1° c'est sûr, ton ATA 100 ne fonctionnera pas en 100, et peut être pas non plus en 66.

2° Il ne faut pas installer le disque sur le même cable IDE que le disque d'origine mais sur le cable utilisé par le lecteur de CD. Il faut placer le disque dans l'emplacement 3,5" libre sous ce lecteur. Impossible de le visser mais peu importe car il tient très bien.

3° A cet emplacement, le disque n'est hélas pas bootable car c'est le CD qui l'est. Le CD est maître et ton DD doit être configuré en esclave.

4° Inutile d'espérer remplacer l'interne d'origine par le nouveau disque si c'est l'un des tous premiers G3 BB. Le disque fait plein d'erreur d'écriture.

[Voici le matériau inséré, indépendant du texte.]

PR #967, opened 2018-05-17
Fix bug 1462419: Restore text selection in helpers

mathjazz:
This is a regression from [bug 1453879](https://bugzilla.mozilla.org/show_bug.cgi?id=1453879).

PR #983, opened 2018-06-24
Fix bug 1470742: Restore clickable contributor links in History tab

mathjazz:
We introduced the removed line while fixing bug 1453879: https://github.com/mozilla/pontoon/pull/944.

After we fixed bug 1462419, the line is no longer needed: https://github.com/mozilla/pontoon/pull/967.

### DIFF
--- a/pontoon/base/static/js/translate.js
+++ b/pontoon/base/static/js/translate.js
@@ -293,7 +293,7 @@ var Pontoon = (function (my) {
                     '">' +
                     '<div class="info">' +
                       ((!this.uid) ? '<span>' + this.user + '</span>' :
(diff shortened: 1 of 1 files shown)


mathjazz:
Patch is deployed to stage:

The following functionality is affected / should be tested in History/Machinery/Locales tabs:
* Click on translation author (History tab).
* Click on service name (Machinery tab).
* Click on locale name (Locales tab).
* Copy entry (suggestion) to the translation field.
* Copy entry (suggestion) to the focused translation field for FTL strings.
* (Un)Approve/(Un)Reject.
* Show Diff.
* Select part of an entry (suggestion).

mathjazz:
Good point!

Le système semble s'installer normalement mais c'est le gèle assurer au boot.

5° Tu trouveras plus d'infos sur le montage et les (in-)compatibilités sur le site http://www.xlr8yourmac.com/ 

Bonne chance


----------



## macinside (22 Juillet 2001)

pour le 2° cela est valable sur les g3 b&b rev A sur les rev B c'est possible


----------



## Anonyme (22 Juillet 2001)

bahh moi je dis que ca va fonctionner dans 9 cas sur 10,... donc si tu peux juste tester avant fais le et normalement ca va fonctionner sans problème au pire tu déboursses 400FF suplémentaire et tu achetes une nouvelle carte IDE pour ton mac qui te permettra de connecter 2 nouveaux disques...

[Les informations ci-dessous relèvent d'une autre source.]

PR #984, opened 2018-06-25
[Experiment] Bug 1344457: Redesign main menu in translate view

mathjazz:
This is a quick attempt at improving the main menu in the translate view by making it work more like it looks like - a breadcrumbs menu.

That means the first two "menus" (locale and project) are no longer menus. Instead, they take you to the locale page (e.g. `/de/`) and the localization page (e.g. `/de/firefox/`) of the current translate view.

The resources menu looks more or less the same, but since it's the only menu now, it takes action immediatelly after you make a selection, so the `Go` button is gone.

The main motivation for the change is the hypothesis (partly proved by analytics) that localizers mostly leave the translate view for their team page or localization page, but rarely switch locales, projects or go to `/teams/` and `/projects/` pages.

TODO:
- [ ] The behaviour changed, but the look didn't. It will take a while before people get used to the new UX. To help with that, we should take a bolder step in differentiating links from dropdowns (add a caret to the dropdown and consider changing the background color of links).
- [ ] Consider blocking the release on [new homepage](https://bugzilla.mozilla.org/show_bug.cgi?id=1378471) to prevent the inability of getting from the homepage to dashboards.
- [ ] Add tooltips to all three items in the main menu.

### DIFF
--- a/pontoon/base/static/css/style.css
+++ b/pontoon/base/static/css/style.css
@@ -573,6 +573,7 @@ tfoot td a {
   display: none;
 }
 
+.project.select.all-projects > .button.breadcrumbs:after,
 .part.select > .button.breadcrumbs:after {
   display: none;
 }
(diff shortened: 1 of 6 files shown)


flodolo:
From a quick look, this seems more intuitive than the current system 👍 

There is one possible confusion: clicking the resource name shows a list of resources, clicking the first two items brings you to a different page (BTW, they definitely need a tooltip). I wonder if the last element of the breadcrumbs should look even more different from the other two, e.g. slightly different background color.

mathjazz:
Adding a few more comments from IRC:

@TheoChevalier
I like it, I think I’ll finally stop constantly editing URLs.  It may take some time before people realize the different behavior between the tree elements. Maybe adding an arrow to the file selector would help differentiate even further?

c8b912fd-6a84-4f68-abe1-4c9e92a107c8

@VishalCR7
This also has same behavior on landing page https://mozilla-pontoon-staging.herokuapp.com/. And it prevents me from reaching All teams/projects dashboard directly from home page.

@jotes
I thought that the staging is broken :D I'm too accustomed to the previous design. Anyway, I think it's the right move.

mathjazz:
Closing for inactivity.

Pour le G4 il n'y a absoluement aucun problème.


----------



## macinside (22 Juillet 2001)

pour un g4 je confirme un ata 100 marche sans probleme (c'est un disque ibm 45 go 7200 trs/min)


----------



## Ludopac (24 Juillet 2001)

Moi j'ai un HD de 30 G0 7200tr/min de marque Western Digital qui tourne à la perfection dans mon G3 B&W Rev B.


----------



## alex.sc (25 Juillet 2001)

tant qu a faire je te conseil d offrir une carte de control ide a ton disque comme ca tu va pouvoir l utiliser a fond (ca fait une vrai difference par rapport aux performances de l ide d origine du g3 bleu)

tu as un test ici


----------



## 789qwe (25 Juillet 2001)

Grand merci les gars pour vors contributions. Pour ma part j'ai acheté d'occaze un 7200 rpm ATA66 et je l'ai installé dans le G3 BB 300 rev A, en changeant la nappe (j'ai acheté une nappe double en fait) pour pouvoir garder le disque dur d'origine. Si le disque dur d'origine est en master, rien ne marche, si il est en slave, aucun probleme, j'ai effectue bcp de test, cela marche nickel.


----------



## Floppy (26 Juillet 2001)

As-tu installé le 2è disque au-dessus ou à côté de celui d'origine ?


----------



## 789qwe (26 Juillet 2001)

alors, je l'ai installé à côté du disque d'origine (donc milieu de la "base" du G3)... d'ailleurs sur un G3/300 rev A BB, on a pas le choix je crois. Certes la nouvelle double nappe est vachement torsadée, puisqu'elles sont conçues pour les branchements verticaux... mais bon, ça marche....
 Quelqu'un a-t-il trouvé un moyen de le mettre au-dessus ??


----------



## jacques38 (27 Juillet 2001)

Sur les G4, les deux controlleurs IDE n'ont pas les mêmes caractéristiques : celui du disque dur est Ultra DMA 66 (norme UltraATA 5 je crois) et celui du CD est Ultra DMA 33 (norme UltraATA 4 je crois).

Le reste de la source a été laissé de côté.